Issue #2030, opened 2024-11-18
Creating notebook tutorial regarding issue #1982


vinceverdugo:
Hi, I am a new Landlab user and contributor. I saw issue #1982 about creating a notebook tutorial for different examples of combining Landlab and PyGMT, and this is something I would like to attempt. In the Developer Guide I could not really find any guidelines for documentation such as notebook tutorials, so if there is any information that is necessary if anyone could please let me know. Thank you!

gregtucker:
@vinceverdugo thanks for this! I actually wrote a basic tutorial notebook in PR #[1983](https://github.com/landlab/landlab/pull/1983). It's currently hung up on a windows installation issue with pygmt. If you would like to contribute a companion tutorial to this one, that would great. I also wonder if you or @gantian127 or @mcflugen or anyone else knows of a solution to this pygmt-windows installation snag?

PR #1983, opened 2024-09-06
Add notebook tutorial showing how to use PyGMT with Landlab

gregtucker:
### Description

This PR adds a notebook tutorial showing how PyGMT and Landlab can be used together to:

1) Use PyGMT's topography-import function to initialize a Landlab grid and topography field;
2) Use PyGMT's visualization tools to make nice maps;
3) Translate between PyGMT and Landlab grid formats.

Note: requires adding PyGMT as a dependency for the notebooks. PyGMT itself has gdal among its dependencies.

### Checklist 

- [x] Add a [news fragment](https://landlab.readthedocs.io/en/master/development/contribution/index.html#news-entries) file entry if necessary?
- [x] Add / update tests if necessary?
- [X] Add new / update outdated documentation?
- [ ] All tests have passed?
- [x] Formatted code with black?
- [x] Removed lint reported by flake8?
- [x] Successful documentation built? (if documentation added or modified)

PR #2074, opened 2024-12-07
Add companion notebook tutorial showing how to use Landlab and PyGMT together

vinceverdugo:
### Description

This PR addresses issue #2030. The notebook here is a companion tutorial notebook that expands on using Landlab and PyGMT together by creating an interactive erosion slider. This will allow learners to get more familiar with Landlab and PyGMT packages. 

### Checklist - did you ...

- [ x] Add new / update outdated documentation?
- [ x] All tests have passed?
- [ x] Formatted code with black?


mcflugen:
@vinceverdugo Thanks for this contribution. Although I like your idea, I don't see how this notebook demonstrates why a user would want to use *pyGMT* over the usual *landlab* plotting functions.

In addition, when I run the notebook, the slider at the end just shows an image of random data, regardless of the selected *K_sp* value.

mcflugen:
> In addition, when I run the notebook, the slider at the end just shows an image of random data, regardless of the selected _K_sp_ value.

@vinceverdugo Is this the case for you? Maybe there is something wrong with how my environment is set up?

vinceverdugo:
@mcflugen thank you for your feedback! My intention wasn't necessarily to demonstrate why a user would rather use PyGMT plotting over Landlab, but rather that it could be done. If you think it would be better that the tutorial use Landlab plotting instead that makes sense to me.

Regarding the slider, no I don't believe it is your environment. I had it working but I must have changed something because I am running into the same issue now. I will make sure to address that issue!

mcflugen:
> If you think it would be better that the tutorial use Landlab plotting instead that makes sense to me.

We have plenty of tutorials that show how to use *Landlab*'s usual plotting methods so I don't think an additional one is needed.

> My intention wasn't necessarily to demonstrate why a user would rather use PyGMT plotting over Landlab, but rather that it could be done.

Please have a look at the plots generated in #1983. It would be good if you could generate plots that look like those. By any chance, are you using Windows? If you look at #1983, you'll see we were having some issues on Windows when using PyGMT. If you can help with that problem, that would be wonderful.

PR #2083, opened 2024-12-16
Adjust pre-commit hook to ensure unix-style line endings

mcflugen:
### Description

This pull request adjusts the *mixed-line-ending* hook to ensure *lf* line endings for all files except Windows files (right now files with a `.bat` extension, which is just `make.bat`).

This will reduce the size of diffs where only line endings have changed.

This, I realize, is a gigantic changeset but, except for `.pre-commit-config.yaml`, all that's changed are line endings of files that had used *crlf*.

### Checklist - did you ...

- [x] All tests have passed?


gregtucker (dismissed):
Seems like a good idea to me to have uniform, unix-compatible line-endings. Is there a handy tool that someone working on windows can use to ensure the correct line endings?

mcflugen:
> Is there a handy tool that someone working on windows can use to ensure the correct line endings?

Good question. Most editors should, upon opening a file, notice the line-ending convention being used and stick to that. For new files, unless the user has set the default line-ending convention in their settings, I'm sure it would default to the convention used by their operating system. In such a case, running `nox -s lint` (or *pre-commit.ci*) would fix the line endings for those files.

◆ **Work task**: Please copy out each line in the entries that mentions the string "over".

◆ **Final answer**:
@vinceverdugo Thanks for this contribution. Although I like your idea, I don't see how this notebook demonstrates why a user would want to use *pyGMT* over the usual *landlab* plotting functions.
@mcflugen thank you for your feedback! My intention wasn't necessarily to demonstrate why a user would rather use PyGMT plotting over Landlab, but rather that it could be done. If you think it would be better that the tutorial use Landlab plotting instead that makes sense to me.
> My intention wasn't necessarily to demonstrate why a user would rather use PyGMT plotting over Landlab, but rather that it could be done.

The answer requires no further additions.